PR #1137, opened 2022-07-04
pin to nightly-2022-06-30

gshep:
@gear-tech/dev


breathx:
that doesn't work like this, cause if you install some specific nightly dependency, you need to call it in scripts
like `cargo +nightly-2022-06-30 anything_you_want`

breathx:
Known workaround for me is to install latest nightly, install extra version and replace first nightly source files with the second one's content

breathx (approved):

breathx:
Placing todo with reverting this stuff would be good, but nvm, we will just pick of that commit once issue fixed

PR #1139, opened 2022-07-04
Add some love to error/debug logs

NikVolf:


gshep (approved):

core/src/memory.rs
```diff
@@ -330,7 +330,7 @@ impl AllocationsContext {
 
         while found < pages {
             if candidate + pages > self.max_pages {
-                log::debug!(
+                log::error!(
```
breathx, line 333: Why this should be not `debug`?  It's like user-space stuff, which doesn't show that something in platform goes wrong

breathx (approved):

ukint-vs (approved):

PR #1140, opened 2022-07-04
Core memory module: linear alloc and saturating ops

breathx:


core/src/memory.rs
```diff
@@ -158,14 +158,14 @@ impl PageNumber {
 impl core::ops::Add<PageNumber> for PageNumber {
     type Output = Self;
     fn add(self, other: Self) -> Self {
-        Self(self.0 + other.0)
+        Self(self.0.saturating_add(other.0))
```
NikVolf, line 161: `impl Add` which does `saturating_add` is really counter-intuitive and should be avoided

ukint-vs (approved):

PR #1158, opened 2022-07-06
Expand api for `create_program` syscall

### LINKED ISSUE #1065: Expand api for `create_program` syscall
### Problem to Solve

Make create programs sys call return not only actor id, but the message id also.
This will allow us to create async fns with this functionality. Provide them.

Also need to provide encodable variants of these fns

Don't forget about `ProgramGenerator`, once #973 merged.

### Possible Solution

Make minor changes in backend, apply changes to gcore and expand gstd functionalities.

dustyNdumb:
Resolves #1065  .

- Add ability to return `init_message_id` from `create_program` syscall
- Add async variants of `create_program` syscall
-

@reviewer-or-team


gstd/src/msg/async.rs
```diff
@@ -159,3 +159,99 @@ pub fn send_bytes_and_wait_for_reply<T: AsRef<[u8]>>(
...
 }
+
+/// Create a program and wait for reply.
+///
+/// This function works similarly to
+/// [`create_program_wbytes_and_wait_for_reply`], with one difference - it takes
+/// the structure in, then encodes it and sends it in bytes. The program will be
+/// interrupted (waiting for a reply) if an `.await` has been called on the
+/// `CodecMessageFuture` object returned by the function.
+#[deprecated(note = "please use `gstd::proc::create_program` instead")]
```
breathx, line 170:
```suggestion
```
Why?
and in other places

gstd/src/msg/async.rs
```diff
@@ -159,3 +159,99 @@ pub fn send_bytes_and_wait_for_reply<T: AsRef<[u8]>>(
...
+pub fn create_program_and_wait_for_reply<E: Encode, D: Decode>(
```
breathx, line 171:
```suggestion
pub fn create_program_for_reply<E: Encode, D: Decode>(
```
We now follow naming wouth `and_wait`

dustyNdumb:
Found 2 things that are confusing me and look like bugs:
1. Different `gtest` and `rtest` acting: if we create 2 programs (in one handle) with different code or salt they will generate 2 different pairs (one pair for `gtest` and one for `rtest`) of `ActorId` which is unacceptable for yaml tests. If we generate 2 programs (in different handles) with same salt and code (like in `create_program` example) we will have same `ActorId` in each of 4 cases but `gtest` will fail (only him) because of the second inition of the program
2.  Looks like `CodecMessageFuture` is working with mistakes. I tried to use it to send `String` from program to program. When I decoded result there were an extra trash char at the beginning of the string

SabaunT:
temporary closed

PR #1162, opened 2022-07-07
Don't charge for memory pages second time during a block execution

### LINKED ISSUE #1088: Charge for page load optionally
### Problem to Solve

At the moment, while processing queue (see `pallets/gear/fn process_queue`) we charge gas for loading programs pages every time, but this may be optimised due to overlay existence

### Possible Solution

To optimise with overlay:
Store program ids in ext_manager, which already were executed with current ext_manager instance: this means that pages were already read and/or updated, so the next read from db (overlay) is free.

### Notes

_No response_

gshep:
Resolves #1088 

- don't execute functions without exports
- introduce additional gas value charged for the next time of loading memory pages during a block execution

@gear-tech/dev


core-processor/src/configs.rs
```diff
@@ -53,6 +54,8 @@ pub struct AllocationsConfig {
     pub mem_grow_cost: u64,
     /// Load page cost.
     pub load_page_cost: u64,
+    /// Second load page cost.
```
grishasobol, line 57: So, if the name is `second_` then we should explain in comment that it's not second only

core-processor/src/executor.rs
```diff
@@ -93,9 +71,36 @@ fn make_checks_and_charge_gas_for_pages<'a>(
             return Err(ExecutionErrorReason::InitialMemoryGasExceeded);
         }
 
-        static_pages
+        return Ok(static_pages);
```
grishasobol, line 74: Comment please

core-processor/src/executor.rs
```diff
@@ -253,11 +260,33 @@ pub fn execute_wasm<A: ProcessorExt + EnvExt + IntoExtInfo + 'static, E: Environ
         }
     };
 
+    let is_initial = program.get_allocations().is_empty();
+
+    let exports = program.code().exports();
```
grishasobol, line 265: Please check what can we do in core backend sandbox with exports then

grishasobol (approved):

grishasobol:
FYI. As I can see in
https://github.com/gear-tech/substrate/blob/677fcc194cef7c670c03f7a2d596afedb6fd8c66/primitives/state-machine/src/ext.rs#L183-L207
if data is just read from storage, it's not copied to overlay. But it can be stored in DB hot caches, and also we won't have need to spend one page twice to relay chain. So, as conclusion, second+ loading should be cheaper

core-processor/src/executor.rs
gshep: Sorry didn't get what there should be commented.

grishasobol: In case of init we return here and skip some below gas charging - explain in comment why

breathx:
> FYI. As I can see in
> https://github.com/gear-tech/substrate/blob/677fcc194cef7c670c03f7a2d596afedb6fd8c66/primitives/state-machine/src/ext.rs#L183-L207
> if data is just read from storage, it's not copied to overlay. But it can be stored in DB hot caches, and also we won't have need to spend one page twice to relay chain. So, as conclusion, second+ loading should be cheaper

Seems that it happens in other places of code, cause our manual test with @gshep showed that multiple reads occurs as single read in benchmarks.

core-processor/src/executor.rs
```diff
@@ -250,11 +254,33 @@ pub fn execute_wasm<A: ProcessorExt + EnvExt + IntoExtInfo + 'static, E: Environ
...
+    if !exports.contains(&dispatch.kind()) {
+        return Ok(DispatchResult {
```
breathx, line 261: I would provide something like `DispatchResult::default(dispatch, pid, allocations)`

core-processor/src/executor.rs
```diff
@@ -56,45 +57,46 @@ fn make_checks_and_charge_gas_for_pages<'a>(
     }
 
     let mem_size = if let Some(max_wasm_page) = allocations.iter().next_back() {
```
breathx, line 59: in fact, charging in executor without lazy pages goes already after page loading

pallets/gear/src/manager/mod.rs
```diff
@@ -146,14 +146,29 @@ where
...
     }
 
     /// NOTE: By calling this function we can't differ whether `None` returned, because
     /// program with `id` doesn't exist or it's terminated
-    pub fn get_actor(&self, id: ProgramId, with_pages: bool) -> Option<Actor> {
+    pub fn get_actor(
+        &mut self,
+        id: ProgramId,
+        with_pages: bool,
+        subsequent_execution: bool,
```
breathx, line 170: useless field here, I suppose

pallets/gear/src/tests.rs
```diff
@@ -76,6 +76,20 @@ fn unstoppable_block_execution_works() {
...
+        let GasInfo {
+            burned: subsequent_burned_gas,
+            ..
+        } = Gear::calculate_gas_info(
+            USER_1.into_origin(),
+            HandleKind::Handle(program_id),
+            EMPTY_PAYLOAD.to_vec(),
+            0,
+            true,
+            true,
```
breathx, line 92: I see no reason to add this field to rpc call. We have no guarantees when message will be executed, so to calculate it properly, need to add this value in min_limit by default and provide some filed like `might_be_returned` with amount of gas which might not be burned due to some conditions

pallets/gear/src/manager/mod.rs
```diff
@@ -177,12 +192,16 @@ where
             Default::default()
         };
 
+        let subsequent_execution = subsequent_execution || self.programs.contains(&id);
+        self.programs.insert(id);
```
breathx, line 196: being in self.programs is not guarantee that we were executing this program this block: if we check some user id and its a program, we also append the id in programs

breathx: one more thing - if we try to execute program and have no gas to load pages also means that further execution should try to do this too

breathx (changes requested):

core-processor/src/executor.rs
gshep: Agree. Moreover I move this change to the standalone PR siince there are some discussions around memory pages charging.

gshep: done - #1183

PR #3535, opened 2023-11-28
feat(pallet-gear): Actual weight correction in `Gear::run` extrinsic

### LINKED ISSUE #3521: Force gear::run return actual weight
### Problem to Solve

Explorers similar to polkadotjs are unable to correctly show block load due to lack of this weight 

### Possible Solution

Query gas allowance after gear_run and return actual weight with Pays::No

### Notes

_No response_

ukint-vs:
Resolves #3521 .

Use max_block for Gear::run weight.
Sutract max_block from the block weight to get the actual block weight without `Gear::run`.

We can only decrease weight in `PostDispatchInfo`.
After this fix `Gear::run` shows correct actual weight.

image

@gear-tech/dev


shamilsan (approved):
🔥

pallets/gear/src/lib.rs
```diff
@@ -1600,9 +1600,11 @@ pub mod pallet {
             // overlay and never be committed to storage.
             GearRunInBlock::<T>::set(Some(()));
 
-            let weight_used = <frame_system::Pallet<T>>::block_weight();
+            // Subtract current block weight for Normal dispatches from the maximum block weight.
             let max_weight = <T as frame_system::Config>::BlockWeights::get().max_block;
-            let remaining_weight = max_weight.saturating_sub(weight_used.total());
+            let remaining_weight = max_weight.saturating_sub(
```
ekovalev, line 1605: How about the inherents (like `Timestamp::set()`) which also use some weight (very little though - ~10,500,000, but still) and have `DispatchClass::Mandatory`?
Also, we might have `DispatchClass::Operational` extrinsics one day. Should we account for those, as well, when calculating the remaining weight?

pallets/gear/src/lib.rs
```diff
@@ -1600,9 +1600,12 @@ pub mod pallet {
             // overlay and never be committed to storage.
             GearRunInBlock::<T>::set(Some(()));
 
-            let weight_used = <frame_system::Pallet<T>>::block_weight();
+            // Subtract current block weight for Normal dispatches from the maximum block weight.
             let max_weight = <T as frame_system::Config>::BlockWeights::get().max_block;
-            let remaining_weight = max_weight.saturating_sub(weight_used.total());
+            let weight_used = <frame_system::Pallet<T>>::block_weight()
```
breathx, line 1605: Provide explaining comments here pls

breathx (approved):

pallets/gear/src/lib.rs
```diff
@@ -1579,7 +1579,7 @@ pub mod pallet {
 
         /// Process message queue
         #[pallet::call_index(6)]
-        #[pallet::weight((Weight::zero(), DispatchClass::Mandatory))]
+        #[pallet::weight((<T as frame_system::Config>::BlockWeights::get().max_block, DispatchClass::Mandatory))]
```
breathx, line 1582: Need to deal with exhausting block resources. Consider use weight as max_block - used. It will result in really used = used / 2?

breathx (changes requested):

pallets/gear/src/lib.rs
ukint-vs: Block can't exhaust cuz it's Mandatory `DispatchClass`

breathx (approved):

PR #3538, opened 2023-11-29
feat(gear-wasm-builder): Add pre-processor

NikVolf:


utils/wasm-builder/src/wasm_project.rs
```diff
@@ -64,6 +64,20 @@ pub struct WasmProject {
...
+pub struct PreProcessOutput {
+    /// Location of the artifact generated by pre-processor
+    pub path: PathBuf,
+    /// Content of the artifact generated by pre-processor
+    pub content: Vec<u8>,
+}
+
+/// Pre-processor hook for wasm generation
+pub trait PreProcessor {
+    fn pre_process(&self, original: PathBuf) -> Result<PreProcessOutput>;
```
==
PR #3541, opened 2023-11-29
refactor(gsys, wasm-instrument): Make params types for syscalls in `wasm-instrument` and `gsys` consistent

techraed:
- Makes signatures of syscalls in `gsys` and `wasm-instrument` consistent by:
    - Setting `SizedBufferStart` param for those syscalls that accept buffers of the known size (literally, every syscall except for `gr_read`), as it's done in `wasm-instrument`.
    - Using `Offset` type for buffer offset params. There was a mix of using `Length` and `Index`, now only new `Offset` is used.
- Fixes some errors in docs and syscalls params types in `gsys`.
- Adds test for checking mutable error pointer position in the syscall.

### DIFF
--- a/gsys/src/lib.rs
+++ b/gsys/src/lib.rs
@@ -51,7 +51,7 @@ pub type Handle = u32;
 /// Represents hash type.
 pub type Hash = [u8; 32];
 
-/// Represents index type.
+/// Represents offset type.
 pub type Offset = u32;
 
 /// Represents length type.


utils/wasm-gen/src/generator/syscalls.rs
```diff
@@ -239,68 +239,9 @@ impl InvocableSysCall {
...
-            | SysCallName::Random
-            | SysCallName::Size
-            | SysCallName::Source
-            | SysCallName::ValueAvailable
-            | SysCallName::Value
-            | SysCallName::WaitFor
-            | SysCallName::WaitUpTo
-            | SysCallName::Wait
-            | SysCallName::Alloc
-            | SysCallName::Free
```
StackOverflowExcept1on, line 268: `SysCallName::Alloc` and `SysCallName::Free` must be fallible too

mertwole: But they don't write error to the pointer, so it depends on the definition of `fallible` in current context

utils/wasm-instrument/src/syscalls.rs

### Problem to work on:
Some of the data mentions "places". Copy every line where it does.

### Result:
and in other places
Seems that it happens in other places of code, cause our manual test with @gshep showed that multiple reads occurs as single read in benchmarks.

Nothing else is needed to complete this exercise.